(What to produce)
From the line below that contains "PR #285, opened 2016-08-01" to the line that contains "var assert = require('assert');", repeat every line exactly, both ends included, and nothing else.

Saved data entries:

-- Opening Marker --

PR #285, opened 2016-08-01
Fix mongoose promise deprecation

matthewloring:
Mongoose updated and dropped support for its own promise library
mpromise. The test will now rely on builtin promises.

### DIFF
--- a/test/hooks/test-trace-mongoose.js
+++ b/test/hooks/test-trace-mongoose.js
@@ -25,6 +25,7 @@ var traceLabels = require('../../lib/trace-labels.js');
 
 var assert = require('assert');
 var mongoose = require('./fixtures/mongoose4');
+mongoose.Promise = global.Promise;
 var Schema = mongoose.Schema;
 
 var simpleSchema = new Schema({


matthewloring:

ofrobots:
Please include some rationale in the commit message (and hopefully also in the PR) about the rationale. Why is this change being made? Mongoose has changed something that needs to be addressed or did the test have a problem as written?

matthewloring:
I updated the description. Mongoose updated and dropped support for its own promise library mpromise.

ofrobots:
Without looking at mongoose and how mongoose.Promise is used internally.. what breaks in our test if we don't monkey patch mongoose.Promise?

-- Closing Marker --
-- Opening Marker --

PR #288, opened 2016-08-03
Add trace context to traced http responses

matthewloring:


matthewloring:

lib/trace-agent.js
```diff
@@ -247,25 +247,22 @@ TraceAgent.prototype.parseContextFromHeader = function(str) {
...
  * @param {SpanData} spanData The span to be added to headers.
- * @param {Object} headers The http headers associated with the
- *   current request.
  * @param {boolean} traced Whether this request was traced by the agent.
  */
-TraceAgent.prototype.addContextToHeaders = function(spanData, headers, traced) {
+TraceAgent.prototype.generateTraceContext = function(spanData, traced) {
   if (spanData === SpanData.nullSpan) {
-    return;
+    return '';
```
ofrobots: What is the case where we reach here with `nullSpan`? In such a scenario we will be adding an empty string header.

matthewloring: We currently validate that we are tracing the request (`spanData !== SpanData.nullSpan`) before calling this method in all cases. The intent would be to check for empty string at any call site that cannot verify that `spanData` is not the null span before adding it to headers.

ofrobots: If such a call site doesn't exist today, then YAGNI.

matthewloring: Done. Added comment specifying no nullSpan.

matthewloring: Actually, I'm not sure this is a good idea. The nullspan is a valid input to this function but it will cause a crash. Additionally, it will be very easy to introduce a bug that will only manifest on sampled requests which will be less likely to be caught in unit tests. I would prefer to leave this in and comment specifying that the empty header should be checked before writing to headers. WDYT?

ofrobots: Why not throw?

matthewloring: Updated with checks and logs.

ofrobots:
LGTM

-- Closing Marker --

(Response to this task)
PR #285, opened 2016-08-01
Fix mongoose promise deprecation

matthewloring:
Mongoose updated and dropped support for its own promise library
mpromise. The test will now rely on builtin promises.

### DIFF
--- a/test/hooks/test-trace-mongoose.js
+++ b/test/hooks/test-trace-mongoose.js
@@ -25,6 +25,7 @@ var traceLabels = require('../../lib/trace-labels.js');
 
 var assert = require('assert');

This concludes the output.